What the task requires. Transcribe all the material exactly. Leave every line as it is.

Records.
PR #9271, opened 2026-08-31
test(compiler-output): align native-region proofs with current lowering

### LINKED ISSUE #9150: release blocker: native-region proof contracts lag packed-loop and byte-read lowering
## Release blocker

Full CI run 33298955917 failed `compiler-output-regression` in the `native-region-proof` suite at release SHA `97bae62ad9ee781830e609eda17429c16ccb1285`.

The exact three failing workloads are:

- `image_convolution`
- `packed_f64_loop_versioning`
- `packed_f64_loop_versioning_negative`

## Diagnosis

The immediately preceding release revision `330638064a` passes all three on `perrymaster.skelpo.net`. The later mainline optimization merge changes the structural contracts:

1. PR #9146 correctly restores byte-array `+=` to native numeric addition while preserving OOB `undefined`. The image blur now contains only the 75 documented `js_number_coerce` calls for kernel coefficients; the PR explicitly declined the unsound flat-const coefficient proof. Native evidence consequently records `unknown_bounds` materialization for the byte-or-undefined boundary.
2. PR #9041 removes the per-store guard/side-exit for statically genuine packed-f64 store values. The old proof still requires the deleted `packed_f64_loop_store.fast/fallback` pair.
3. PR #9111 caches the packed receiver handle, adding one intentional `ptrtoint` in the aggregate fast-clone region.
4. PR #9084 admits locally built read loops behind the runtime packed-f64 entry guard. `frozenLoop`, `sealedLoop`, and `nonExtensibleLoop` are safe read-only admissions; the old negative proof rejects any guard anywhere in the fixture. The genuinely unsupported holey/sparse/accessor/non-number/any/unknown-index/alias-mutating functions still emit no packed-f64 guard.

## Required fix

- merge current `main` so #9146 is present;
- allow only `js_number_coerce` in the image blur and `unknown_bounds` native materialization while retaining all byte-load/store and bounds/alias evidence checks;
- replace the obsolete packed store side-exit assertion with a check-free raw-f64 fast-store assertion;
- permit the single receiver-cache `ptrtoint`;
- scope the negative guard exclusion to the genuinely unsupported functions and positively require guards for the three safe read-only functions.

## Acceptance

- the three workloads above pass individually on the dedicated Linux server;
- the complete `native-region-proof` suite passes;
- harness unit tests pass;
- Full CI `compiler-output-regression` passes before release publication.

proggeramlug:
## Summary

- allow the image blur documented `js_number_coerce` calls and `unknown_bounds` native materialization while preserving byte-load/store, bounds, and alias evidence
- replace the obsolete packed-store side-exit assertion with a check-free raw-f64 fast-store contract and allow the single receiver-cache `ptrtoint`
- require guards for frozen, sealed, and non-extensible read-only loops while keeping genuinely unsupported loops guard-free

## Testing

- `python3 -m unittest tests.test_compiler_output_regression tests.test_native_abi_evidence_report` (96 tests passed)
- fresh individual captures for `image_convolution`, `packed_f64_loop_versioning`, and `packed_f64_loop_versioning_negative`
- complete `native-region-proof` suite (11/11 workloads passed)

No version bump.

Closes #9150

## Summary by CodeRabbit

* **Tests**
  * Updated compiler regression expectations for image convolution runtime calls and materialization cases.
  * Expanded packed floating-point loop checks to verify optimized raw-value stores and appropriate guard behavior.
  * Added coverage for supported and unsupported loop scenarios, including sparse, accessor, non-number, and alias-mutating cases.

### DIFF
--- a/benchmarks/compiler_output/workloads.toml
+++ b/benchmarks/compiler_output/workloads.toml
@@ -16,7 +16,7 @@ schema_version = 1
 source = "benchmarks/honest_bench/workloads/3_image_convolution/perry/image_conv.ts"
 kind = "image_convolution"
 allow_hot_loop_conversions = true
-allowed_hot_loop_runtime_calls = ["js_gc_loop_safepoint"]
+allowed_hot_loop_runtime_calls = ["js_gc_loop_safepoint", "js_number_coerce"]
 
 [workloads.image_convolution.vectorization]
 min_vectorized_loops = 0
@@ -88,6 +88,7 @@ detail = "object disassembly contains the FNV multiply constant"
 name = "input_generation"
 required = true
 no_runtime_calls = true
+allowed_runtime_calls = ["js_gc_loop_safepoint"]
 
 [[workloads.image_convolution.named_regions.selectors]]
 counter_min = { store_i8 = 1 }
@@ -128,6 +129,7 @@ counter_min = { load_i8 = 1, store_i8 = 1, xor_i32 = 1 }
 name = "blur"
 required = true
 no_runtime_calls = true
+allowed_runtime_calls = ["js_gc_loop_safepoint", "js_number_coerce"]
 
 [[workloads.image_convolution.named_regions.selectors]]
 counter_min = { load_i8 = 3, store_i8 = 1 }
@@ -147,6 +149,7 @@ name = "fnv_hash"
 required = true
 no_runtime_calls = true
 no_conversions = true
+allowed_runtime_calls = ["js_gc_loop_safepoint"]
 
 [[workloads.image_convolution.named_regions.selectors]]
 counter_min = { load_i8 = 1, xor_i32 = 1, mul_i32 = 1 }
@@ -160,7 +163,7 @@ detail = "fnv hash i32 xor/mul shape"
 
 [workloads.image_convolution.native_rep_checks]
 materialization_regions = ["input_generation", "blur", "fnv_hash"]
-allow_materialization_reasons = ["function_abi", "return_abi"]
+allow_materialization_reasons = ["function_abi", "return_abi", "unknown_bounds"]
 
 [[workloads.image_convolution.native_rep_checks.require_records]]
 name = "image_input_generation_buffer_view"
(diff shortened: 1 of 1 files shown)


proggeramlug:
Audited the diff. **The contract updates are justified and mostly *strengthen* the proofs — I'd merge this.** One bounded-ness note at the end that I'd take as a follow-up, not a blocker.

This PR touches only `workloads.toml`, so it asserts that the current lowering is correct and the proofs were stale. #9150's own analysis concluded exactly that for each of the four merged PRs, and every change here maps onto one of them:

| change | #9150's finding |
|---|---|
| `js_number_coerce` allowed | #9146 restores byte-array `+=` to native addition; the blur's coerce calls are the declined flat-const coefficient proof |
| `unknown_bounds` materialization allowed | #9146's byte-or-undefined boundary records it |
| `ptrtoint` max 0 → **1** | #9111 caches the packed receiver handle, adding one intentional conversion |
| store-loop contract rewritten | #9041 deleted the per-store guard/side-exit the old proof required |
| negative-guard proof rescoped | #9084 admits frozen/sealed/non-extensible read-only loops behind the entry guard |

**Two of these are strengthenings rather than relaxations**, which is the distinction I was checking for:

- The store-loop contract replaces `regex_all` (requiring a `fast`/`fallback` pair that no longer exists) with `regex` + `regex_none` that positively *forbid* `…numeric_array_index_set_guard` and `…array_index_set_fallback_boxed` in the fast body. The old proof merely failed to find a shape; the new one asserts the guard is absent.
- The negative-guard proof moves from a blanket "no `packed_f64_array_loop_guard` anywhere in the fixture" to per-function assertions: `regex_all` **requires** the guard in `frozenLoop`/`sealedLoop`/`nonExtensibleLoop`, and `regex_none` **excludes** it from the seven genuinely unsupported loops. That pins both directions where the old one pinned neither precisely.

`ptrtoint` also stays bounded at exactly 1 rather than being dropped.

## The one loosening worth a follow-up

`allowed_runtime_calls`/`allowed_hot_loop_runtime_calls` are membership lists, not counts. #9150 describes the blur as containing "only the 75 documented `js_number_coerce` calls", but adding the symbol to the allowlist permits *any* number. A future change that multiplied those calls would not be caught by this proof — and coerce calls in a hot loop are exactly the kind of regression this suite exists to detect. The neighbouring `counter_min = { store_i8 = 1 }` shows the schema already supports counted assertions.

Not blocking #9150, which is a release blocker and correctly scoped. Worth a follow-up to pin the count.

proggeramlug:
Merged.

**Results across the batch:**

Exercise solution.
PR #9271, opened 2026-08-31
test(compiler-output): align native-region proofs with current lowering

### LINKED ISSUE #9150: release blocker: native-region proof contracts lag packed-loop and byte-read lowering
## Release blocker

Full CI run 33298955917 failed `compiler-output-regression` in the `native-region-proof` suite at release SHA `97bae62ad9ee781830e609eda17429c16ccb1285`.

The exact three failing workloads are:

- `image_convolution`
- `packed_f64_loop_versioning`
- `packed_f64_loop_versioning_negative`

## Diagnosis

The immediately preceding release revision `330638064a` passes all three on `perrymaster.skelpo.net`. The later mainline optimization merge changes the structural contracts:

1. PR #9146 correctly restores byte-array `+=` to native numeric addition while preserving OOB `undefined`. The image blur now contains only the 75 documented `js_number_coerce` calls for kernel coefficients; the PR explicitly declined the unsound flat-const coefficient proof. Native evidence consequently records `unknown_bounds` materialization for the byte-or-undefined boundary.
2. PR #9041 removes the per-store guard/side-exit for statically genuine packed-f64 store values. The old proof still requires the deleted `packed_f64_loop_store.fast/fallback` pair.
3. PR #9111 caches the packed receiver handle, adding one intentional `ptrtoint` in the aggregate fast-clone region.
4. PR #9084 admits locally built read loops behind the runtime packed-f64 entry guard. `frozenLoop`, `sealedLoop`, and `nonExtensibleLoop` are safe read-only admissions; the old negative proof rejects any guard anywhere in the fixture. The genuinely unsupported holey/sparse/accessor/non-number/any/unknown-index/alias-mutating functions still emit no packed-f64 guard.

## Required fix

- merge current `main` so #9146 is present;
- allow only `js_number_coerce` in the image blur and `unknown_bounds` native materialization while retaining all byte-load/store and bounds/alias evidence checks;
- replace the obsolete packed store side-exit assertion with a check-free raw-f64 fast-store assertion;
- permit the single receiver-cache `ptrtoint`;
- scope the negative guard exclusion to the genuinely unsupported functions and positively require guards for the three safe read-only functions.

## Acceptance

- the three workloads above pass individually on the dedicated Linux server;
- the complete `native-region-proof` suite passes;
- harness unit tests pass;
- Full CI `compiler-output-regression` passes before release publication.

proggeramlug:
## Summary

- allow the image blur documented `js_number_coerce` calls and `unknown_bounds` native materialization while preserving byte-load/store, bounds, and alias evidence
- replace the obsolete packed-store side-exit assertion with a check-free raw-f64 fast-store contract and allow the single receiver-cache `ptrtoint`
- require guards for frozen, sealed, and non-extensible read-only loops while keeping genuinely unsupported loops guard-free

## Testing

- `python3 -m unittest tests.test_compiler_output_regression tests.test_native_abi_evidence_report` (96 tests passed)
- fresh individual captures for `image_convolution`, `packed_f64_loop_versioning`, and `packed_f64_loop_versioning_negative`
- complete `native-region-proof` suite (11/11 workloads passed)

No version bump.

Closes #9150

## Summary by CodeRabbit

* **Tests**
  * Updated compiler regression expectations for image convolution runtime calls and materialization cases.
  * Expanded packed floating-point loop checks to verify optimized raw-value stores and appropriate guard behavior.
  * Added coverage for supported and unsupported loop scenarios, including sparse, accessor, non-number, and alias-mutating cases.

### DIFF
--- a/benchmarks/compiler_output/workloads.toml
+++ b/benchmarks/compiler_output/workloads.toml
@@ -16,7 +16,7 @@ schema_version = 1
 source = "benchmarks/honest_bench/workloads/3_image_convolution/perry/image_conv.ts"
 kind = "image_convolution"
 allow_hot_loop_conversions = true
-allowed_hot_loop_runtime_calls = ["js_gc_loop_safepoint"]
+allowed_hot_loop_runtime_calls = ["js_gc_loop_safepoint", "js_number_coerce"]
 
 [workloads.image_convolution.vectorization]
 min_vectorized_loops = 0
@@ -88,6 +88,7 @@ detail = "object disassembly contains the FNV multiply constant"
 name = "input_generation"
 required = true
 no_runtime_calls = true
+allowed_runtime_calls = ["js_gc_loop_safepoint"]
 
 [[workloads.image_convolution.named_regions.selectors]]
 counter_min = { store_i8 = 1 }
@@ -128,6 +129,7 @@ counter_min = { load_i8 = 1, store_i8 = 1, xor_i32 = 1 }
 name = "blur"
 required = true
 no_runtime_calls = true
+allowed_runtime_calls = ["js_gc_loop_safepoint", "js_number_coerce"]
 
 [[workloads.image_convolution.named_regions.selectors]]
 counter_min = { load_i8 = 3, store_i8 = 1 }
@@ -147,6 +149,7 @@ name = "fnv_hash"
 required = true
 no_runtime_calls = true
 no_conversions = true
+allowed_runtime_calls = ["js_gc_loop_safepoint"]
 
 [[workloads.image_convolution.named_regions.selectors]]
 counter_min = { load_i8 = 1, xor_i32 = 1, mul_i32 = 1 }
@@ -160,7 +163,7 @@ detail = "fnv hash i32 xor/mul shape"
 
 [workloads.image_convolution.native_rep_checks]
 materialization_regions = ["input_generation", "blur", "fnv_hash"]
-allow_materialization_reasons = ["function_abi", "return_abi"]
+allow_materialization_reasons = ["function_abi", "return_abi", "unknown_bounds"]
 
 [[workloads.image_convolution.native_rep_checks.require_records]]
 name = "image_input_generation_buffer_view"
(diff shortened: 1 of 1 files shown)


proggeramlug:
Audited the diff. **The contract updates are justified and mostly *strengthen* the proofs — I'd merge this.** One bounded-ness note at the end that I'd take as a follow-up, not a blocker.

This PR touches only `workloads.toml`, so it asserts that the current lowering is correct and the proofs were stale. #9150's own analysis concluded exactly that for each of the four merged PRs, and every change here maps onto one of them:

| change | #9150's finding |
|---|---|
| `js_number_coerce` allowed | #9146 restores byte-array `+=` to native addition; the blur's coerce calls are the declined flat-const coefficient proof |
| `unknown_bounds` materialization allowed | #9146's byte-or-undefined boundary records it |
| `ptrtoint` max 0 → **1** | #9111 caches the packed receiver handle, adding one intentional conversion |
| store-loop contract rewritten | #9041 deleted the per-store guard/side-exit the old proof required |
| negative-guard proof rescoped | #9084 admits frozen/sealed/non-extensible read-only loops behind the entry guard |

**Two of these are strengthenings rather than relaxations**, which is the distinction I was checking for:

- The store-loop contract replaces `regex_all` (requiring a `fast`/`fallback` pair that no longer exists) with `regex` + `regex_none` that positively *forbid* `…numeric_array_index_set_guard` and `…array_index_set_fallback_boxed` in the fast body. The old proof merely failed to find a shape; the new one asserts the guard is absent.
- The negative-guard proof moves from a blanket "no `packed_f64_array_loop_guard` anywhere in the fixture" to per-function assertions: `regex_all` **requires** the guard in `frozenLoop`/`sealedLoop`/`nonExtensibleLoop`, and `regex_none` **excludes** it from the seven genuinely unsupported loops. That pins both directions where the old one pinned neither precisely.

`ptrtoint` also stays bounded at exactly 1 rather than being dropped.

## The one loosening worth a follow-up

`allowed_runtime_calls`/`allowed_hot_loop_runtime_calls` are membership lists, not counts. #9150 describes the blur as containing "only the 75 documented `js_number_coerce` calls", but adding the symbol to the allowlist permits *any* number. A future change that multiplied those calls would not be caught by this proof — and coerce calls in a hot loop are exactly the kind of regression this suite exists to detect. The neighbouring `counter_min = { store_i8 = 1 }` shows the schema already supports counted assertions.

Not blocking #9150, which is a release blocker and correctly scoped. Worth a follow-up to pin the count.

proggeramlug:
Merged.

**Results across the batch:**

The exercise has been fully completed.